(GIVEN DATA)
Issue #16, opened 2020-01-28
Blob finder take image as parameter of find


pieperm:
Blob finder to take image as parameter of  find function -- not saved in class.

Issue #15, opened 2020-01-28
(End GIVEN DATA)
**TASK ITEM**. Copy every line where the word "take" is present in the entries above.

**ANSWER FOR THE TASK**.
Blob finder take image as parameter of find
Blob finder to take image as parameter of  find function -- not saved in class.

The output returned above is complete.